Wednesday, May 9, 2012

on believing in yourself...

I can't believe it has been almost a month since my last post. It seems like nothing and everything has changed...

Here's a bit of what I've been up too...

Today I saw this when I stepped on the scale...I actually stepped on twice because I didn't believe it...


This means just over 10% weight loss since January 2nd. It is an amazing and scary feeling. I started this journey on 1/2/12 at 213 pounds. The heaviest I'd gotten was 220. So really - it is almost 30 pounds since Oct/Nov but I'm going off the 213 from January because that's when I started WW...though I am most certainly still keeping the 220 number in my head - hoping to never get there again - unless I'm pregnant with twins ;-)

The most recent hangup for me has been a thought process I think I've just begun to come to terms with this week. I don't want to go back. Going back, to me, means getting diabetes. Sure, I still am at risk, but I'm really hoping all these changes I've been making will help me NOT get to diabetes. And if I get it, I get it, but I am doing almost everything in my power not too.

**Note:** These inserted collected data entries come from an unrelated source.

PR #960, opened 2024-06-13
Use debug logging for normal operations in network setup

MMeent:
This reduces log rate by a good margin, while still keeping enough info in logs for debugging if and when errors occur.


stradig:
Hi Matthias, we were recently going through the list of old PRs in draft status. Is this one still of any value or could you close it?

I must have really stopped believing in myself last summer/fall. Turns out, I gave away ALL of my old size 14/16 pants and shirts...and even my size 12 favorite-of-all-time goal pants. I KNOW that I didn't think I could do it and the last few days since I realized they were gone - it's been hard to not get down on myself. I did get down on myself. Like, I woke up in the middle of the nights thinking about the clothes. They were just clothes but they were more to me. They were those old pictures, the weight I was then, the memories, everything. It's tough to let go of the fact that I won't be in them again - especially when I hadn't even remembered giving them away... That's how much I wasn't paying attention to me. And my hubby made a great point - now I get to find new favorite pants and I'm excited for that - but it just isn't the same. But I need to get these thoughts out of my head!! I just remembered but last weekend I went to Coldwater Creek and returned a pair of size 18 pants I'd just bought a few months back because they were WAY too big {Don't worry - I am saving one pair of size 18's for future photo purposes}. They didn't have a 16 but damn if I didn't get those 14s to zip. Now, I can't sit down in them but I bet in a month I'll be able too.


I WILL continue to look at the positives. I WILL start to love myself more than I ever have. I WILL BELIEVE!!!

Fingers crossed.

PS. Is it totally weird to be excited for measurement with my personal trainer today?!?! Because I AM!!!